What lines in the records below include the word "happy"? Return each one.

(Dataset entries)
Content starts

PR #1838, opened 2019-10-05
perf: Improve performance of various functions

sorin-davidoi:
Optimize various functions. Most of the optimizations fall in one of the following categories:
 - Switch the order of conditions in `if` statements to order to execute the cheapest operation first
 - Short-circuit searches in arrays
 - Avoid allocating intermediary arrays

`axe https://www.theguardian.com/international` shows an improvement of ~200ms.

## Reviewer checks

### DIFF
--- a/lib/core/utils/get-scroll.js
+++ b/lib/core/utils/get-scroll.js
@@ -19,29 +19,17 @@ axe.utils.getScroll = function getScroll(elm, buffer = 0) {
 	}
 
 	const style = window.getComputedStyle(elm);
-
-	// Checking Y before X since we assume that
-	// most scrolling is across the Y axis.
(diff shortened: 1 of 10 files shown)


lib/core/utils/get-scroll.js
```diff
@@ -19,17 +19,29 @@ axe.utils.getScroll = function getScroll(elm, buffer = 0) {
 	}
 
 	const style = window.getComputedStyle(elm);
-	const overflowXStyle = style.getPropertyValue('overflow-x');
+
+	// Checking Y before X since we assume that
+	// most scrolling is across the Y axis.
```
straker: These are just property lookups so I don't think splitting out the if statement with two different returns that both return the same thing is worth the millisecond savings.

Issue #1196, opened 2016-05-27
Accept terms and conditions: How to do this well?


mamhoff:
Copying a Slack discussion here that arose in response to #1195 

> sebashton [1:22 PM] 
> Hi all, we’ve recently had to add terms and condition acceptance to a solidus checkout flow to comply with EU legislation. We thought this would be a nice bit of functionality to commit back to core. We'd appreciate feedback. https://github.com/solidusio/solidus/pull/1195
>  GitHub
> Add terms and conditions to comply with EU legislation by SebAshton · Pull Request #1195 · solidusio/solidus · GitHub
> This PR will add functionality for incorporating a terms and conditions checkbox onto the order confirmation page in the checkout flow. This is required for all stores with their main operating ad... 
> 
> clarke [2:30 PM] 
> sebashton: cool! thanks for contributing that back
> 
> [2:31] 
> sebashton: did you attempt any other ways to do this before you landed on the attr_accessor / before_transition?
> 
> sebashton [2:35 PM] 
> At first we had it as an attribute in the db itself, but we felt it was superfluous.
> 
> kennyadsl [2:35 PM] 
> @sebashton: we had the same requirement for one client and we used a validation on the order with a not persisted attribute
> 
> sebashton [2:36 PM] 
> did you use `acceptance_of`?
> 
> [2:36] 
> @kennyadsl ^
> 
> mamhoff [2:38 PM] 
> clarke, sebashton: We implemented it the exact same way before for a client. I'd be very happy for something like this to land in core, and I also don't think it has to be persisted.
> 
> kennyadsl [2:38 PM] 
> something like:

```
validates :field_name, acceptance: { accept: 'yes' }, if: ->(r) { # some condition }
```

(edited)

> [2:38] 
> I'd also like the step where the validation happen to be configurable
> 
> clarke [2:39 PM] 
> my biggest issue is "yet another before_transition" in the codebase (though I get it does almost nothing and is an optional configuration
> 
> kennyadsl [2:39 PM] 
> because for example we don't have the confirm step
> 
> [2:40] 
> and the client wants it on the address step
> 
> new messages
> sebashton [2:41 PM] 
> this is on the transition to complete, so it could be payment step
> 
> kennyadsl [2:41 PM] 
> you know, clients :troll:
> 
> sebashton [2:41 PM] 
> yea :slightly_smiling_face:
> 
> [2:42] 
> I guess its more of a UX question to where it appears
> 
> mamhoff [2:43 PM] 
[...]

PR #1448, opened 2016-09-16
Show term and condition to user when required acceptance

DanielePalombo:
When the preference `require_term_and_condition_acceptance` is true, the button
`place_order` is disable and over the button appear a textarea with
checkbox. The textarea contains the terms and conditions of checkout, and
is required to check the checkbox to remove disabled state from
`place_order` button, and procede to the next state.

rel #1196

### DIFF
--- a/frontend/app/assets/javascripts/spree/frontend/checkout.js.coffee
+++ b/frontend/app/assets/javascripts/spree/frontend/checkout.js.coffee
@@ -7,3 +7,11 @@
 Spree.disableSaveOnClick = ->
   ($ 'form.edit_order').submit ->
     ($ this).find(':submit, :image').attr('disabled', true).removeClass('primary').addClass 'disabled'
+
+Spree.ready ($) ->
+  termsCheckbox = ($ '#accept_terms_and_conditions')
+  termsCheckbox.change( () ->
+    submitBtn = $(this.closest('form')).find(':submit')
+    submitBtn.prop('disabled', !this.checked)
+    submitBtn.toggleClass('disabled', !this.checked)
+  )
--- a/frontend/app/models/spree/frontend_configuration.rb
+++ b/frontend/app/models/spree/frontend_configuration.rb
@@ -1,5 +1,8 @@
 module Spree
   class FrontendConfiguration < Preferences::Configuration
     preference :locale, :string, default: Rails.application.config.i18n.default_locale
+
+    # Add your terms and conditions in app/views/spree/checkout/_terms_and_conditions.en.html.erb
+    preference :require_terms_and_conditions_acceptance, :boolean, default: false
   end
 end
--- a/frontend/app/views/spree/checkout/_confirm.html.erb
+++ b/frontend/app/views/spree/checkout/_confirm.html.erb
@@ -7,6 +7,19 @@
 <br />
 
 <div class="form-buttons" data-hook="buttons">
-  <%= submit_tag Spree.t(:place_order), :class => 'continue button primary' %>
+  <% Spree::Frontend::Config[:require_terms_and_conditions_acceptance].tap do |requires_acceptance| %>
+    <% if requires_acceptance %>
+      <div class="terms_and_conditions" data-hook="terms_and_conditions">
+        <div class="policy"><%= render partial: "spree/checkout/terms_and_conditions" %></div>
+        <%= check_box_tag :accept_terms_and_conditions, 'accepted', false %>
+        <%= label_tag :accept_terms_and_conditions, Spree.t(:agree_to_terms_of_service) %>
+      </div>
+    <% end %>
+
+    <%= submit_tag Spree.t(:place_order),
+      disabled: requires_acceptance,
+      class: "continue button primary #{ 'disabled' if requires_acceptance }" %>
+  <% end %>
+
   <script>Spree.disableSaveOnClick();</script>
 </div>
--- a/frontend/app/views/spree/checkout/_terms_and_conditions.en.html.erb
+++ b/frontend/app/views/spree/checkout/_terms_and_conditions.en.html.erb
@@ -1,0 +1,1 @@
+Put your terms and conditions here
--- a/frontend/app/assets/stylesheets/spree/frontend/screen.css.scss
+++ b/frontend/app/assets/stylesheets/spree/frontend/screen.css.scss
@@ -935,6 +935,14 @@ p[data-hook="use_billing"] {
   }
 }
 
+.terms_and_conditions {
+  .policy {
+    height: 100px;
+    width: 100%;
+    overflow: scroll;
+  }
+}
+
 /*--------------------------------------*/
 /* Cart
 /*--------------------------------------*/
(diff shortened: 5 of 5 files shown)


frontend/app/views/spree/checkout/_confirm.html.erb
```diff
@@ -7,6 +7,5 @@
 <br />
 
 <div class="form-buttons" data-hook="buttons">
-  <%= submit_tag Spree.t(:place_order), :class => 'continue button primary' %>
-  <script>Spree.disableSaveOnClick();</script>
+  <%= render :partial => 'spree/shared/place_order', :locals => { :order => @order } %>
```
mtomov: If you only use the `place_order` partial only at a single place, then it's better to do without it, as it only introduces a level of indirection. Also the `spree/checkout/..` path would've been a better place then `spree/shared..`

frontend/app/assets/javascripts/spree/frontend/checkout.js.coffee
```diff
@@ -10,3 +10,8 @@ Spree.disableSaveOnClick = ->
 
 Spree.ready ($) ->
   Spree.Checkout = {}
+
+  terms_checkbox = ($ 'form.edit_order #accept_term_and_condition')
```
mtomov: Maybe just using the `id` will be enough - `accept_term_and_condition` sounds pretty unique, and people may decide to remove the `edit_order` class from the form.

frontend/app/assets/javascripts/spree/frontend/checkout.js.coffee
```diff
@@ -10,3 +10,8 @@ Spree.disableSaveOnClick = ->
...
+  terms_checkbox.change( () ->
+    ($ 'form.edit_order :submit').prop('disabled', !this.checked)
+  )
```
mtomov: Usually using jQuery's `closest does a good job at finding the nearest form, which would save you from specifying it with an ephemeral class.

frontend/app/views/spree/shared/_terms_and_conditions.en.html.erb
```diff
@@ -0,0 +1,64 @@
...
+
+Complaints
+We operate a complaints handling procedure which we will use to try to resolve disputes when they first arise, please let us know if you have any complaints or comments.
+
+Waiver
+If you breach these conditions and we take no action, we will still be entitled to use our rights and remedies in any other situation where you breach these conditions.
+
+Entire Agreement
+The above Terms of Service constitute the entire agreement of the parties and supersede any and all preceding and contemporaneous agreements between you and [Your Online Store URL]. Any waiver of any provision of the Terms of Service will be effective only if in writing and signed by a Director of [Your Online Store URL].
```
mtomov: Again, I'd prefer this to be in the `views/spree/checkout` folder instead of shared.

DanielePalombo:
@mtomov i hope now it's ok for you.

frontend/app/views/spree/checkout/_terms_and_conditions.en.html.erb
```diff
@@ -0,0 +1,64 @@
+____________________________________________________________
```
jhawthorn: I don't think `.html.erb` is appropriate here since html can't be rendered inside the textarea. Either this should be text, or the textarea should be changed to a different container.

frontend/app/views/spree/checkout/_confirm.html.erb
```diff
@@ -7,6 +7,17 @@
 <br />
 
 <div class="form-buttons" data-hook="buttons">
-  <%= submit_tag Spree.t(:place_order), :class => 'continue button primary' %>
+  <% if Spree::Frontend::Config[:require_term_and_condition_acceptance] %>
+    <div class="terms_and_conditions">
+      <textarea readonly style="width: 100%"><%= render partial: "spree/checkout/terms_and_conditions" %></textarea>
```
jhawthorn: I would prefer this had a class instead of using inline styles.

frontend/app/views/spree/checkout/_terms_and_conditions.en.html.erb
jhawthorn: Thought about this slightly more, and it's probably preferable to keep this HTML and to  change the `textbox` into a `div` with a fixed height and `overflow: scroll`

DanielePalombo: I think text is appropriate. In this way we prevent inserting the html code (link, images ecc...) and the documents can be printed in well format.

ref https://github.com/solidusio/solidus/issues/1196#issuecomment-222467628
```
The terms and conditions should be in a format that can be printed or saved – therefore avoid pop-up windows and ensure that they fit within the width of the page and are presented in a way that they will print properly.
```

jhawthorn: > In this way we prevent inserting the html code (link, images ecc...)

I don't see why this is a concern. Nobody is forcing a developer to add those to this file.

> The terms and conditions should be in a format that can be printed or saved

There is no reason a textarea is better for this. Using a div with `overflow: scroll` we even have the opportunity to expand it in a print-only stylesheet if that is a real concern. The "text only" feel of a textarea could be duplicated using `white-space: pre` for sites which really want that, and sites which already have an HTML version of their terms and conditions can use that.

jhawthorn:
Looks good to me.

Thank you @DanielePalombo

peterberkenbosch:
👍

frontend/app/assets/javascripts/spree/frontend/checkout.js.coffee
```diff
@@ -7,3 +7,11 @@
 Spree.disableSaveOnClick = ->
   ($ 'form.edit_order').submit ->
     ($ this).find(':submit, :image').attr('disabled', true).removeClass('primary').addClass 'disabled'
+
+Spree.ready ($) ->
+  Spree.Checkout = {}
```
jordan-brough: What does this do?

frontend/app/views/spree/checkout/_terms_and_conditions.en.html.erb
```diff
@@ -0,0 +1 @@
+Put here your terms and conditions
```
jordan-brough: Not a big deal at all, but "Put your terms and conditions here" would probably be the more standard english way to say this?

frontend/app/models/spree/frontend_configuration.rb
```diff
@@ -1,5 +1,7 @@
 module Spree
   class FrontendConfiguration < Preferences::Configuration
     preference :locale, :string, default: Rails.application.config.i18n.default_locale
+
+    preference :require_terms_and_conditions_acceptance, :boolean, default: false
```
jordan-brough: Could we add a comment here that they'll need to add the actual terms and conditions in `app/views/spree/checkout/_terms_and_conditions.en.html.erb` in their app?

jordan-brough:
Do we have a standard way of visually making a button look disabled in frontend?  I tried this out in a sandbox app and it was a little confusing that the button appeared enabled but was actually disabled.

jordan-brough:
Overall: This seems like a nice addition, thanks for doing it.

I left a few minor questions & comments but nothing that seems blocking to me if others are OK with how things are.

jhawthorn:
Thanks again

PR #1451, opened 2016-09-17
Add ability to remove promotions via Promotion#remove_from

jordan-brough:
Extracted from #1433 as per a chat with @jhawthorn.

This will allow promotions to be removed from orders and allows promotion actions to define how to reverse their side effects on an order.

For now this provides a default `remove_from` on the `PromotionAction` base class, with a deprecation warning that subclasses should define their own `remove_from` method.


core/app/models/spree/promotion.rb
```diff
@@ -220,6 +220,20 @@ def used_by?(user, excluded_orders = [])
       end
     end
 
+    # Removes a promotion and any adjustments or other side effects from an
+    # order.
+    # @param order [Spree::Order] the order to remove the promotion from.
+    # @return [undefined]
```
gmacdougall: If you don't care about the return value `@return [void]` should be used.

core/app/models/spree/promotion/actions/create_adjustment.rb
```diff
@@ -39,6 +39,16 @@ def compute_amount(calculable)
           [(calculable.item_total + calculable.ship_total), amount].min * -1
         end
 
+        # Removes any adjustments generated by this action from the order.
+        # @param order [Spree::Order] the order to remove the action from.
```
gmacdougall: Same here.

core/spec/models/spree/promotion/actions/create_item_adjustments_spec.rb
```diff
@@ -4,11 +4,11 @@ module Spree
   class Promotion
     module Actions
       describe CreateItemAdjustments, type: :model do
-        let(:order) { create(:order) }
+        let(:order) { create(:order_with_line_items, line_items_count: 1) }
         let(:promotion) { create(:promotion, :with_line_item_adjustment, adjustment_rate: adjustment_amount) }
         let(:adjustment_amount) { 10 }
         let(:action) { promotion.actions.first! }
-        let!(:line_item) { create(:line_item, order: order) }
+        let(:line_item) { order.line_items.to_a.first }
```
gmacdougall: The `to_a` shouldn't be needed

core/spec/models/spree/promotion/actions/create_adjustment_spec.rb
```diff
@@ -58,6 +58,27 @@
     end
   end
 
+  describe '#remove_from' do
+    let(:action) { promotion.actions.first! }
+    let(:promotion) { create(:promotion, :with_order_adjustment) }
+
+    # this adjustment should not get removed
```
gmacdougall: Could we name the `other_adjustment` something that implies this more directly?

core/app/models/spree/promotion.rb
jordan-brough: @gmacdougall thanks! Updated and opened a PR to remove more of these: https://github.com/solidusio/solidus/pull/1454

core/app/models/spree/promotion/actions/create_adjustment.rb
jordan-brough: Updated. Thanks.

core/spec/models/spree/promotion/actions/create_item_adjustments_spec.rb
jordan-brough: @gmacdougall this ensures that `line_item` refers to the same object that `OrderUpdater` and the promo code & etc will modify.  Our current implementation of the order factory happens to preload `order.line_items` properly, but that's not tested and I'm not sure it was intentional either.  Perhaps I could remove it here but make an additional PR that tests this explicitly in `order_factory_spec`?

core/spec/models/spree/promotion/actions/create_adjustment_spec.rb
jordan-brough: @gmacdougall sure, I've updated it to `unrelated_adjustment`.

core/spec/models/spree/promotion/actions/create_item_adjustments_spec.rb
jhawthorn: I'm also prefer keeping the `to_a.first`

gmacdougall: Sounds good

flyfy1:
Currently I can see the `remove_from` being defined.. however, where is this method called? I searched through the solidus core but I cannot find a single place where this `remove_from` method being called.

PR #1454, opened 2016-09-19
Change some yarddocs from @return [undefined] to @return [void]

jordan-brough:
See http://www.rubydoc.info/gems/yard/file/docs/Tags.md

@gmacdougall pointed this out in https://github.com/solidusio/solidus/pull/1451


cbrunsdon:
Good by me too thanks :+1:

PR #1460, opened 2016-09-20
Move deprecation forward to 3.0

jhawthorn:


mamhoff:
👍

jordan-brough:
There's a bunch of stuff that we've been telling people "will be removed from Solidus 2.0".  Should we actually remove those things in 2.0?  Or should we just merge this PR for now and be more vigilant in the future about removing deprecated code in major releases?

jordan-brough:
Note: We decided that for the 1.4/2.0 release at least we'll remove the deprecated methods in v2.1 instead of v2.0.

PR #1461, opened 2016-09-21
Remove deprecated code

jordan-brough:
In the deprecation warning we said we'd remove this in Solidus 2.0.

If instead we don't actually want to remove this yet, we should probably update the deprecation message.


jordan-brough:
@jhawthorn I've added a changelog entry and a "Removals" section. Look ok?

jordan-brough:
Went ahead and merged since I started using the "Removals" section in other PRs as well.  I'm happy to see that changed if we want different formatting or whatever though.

Content ends

▸ **Solution to this problem**:
> clarke, sebashton: We implemented it the exact same way before for a client. I'd be very happy for something like this to land in core, and I also don't think it has to be persisted.
Went ahead and merged since I started using the "Removals" section in other PRs as well.  I'm happy to see that changed if we want different formatting or whatever though.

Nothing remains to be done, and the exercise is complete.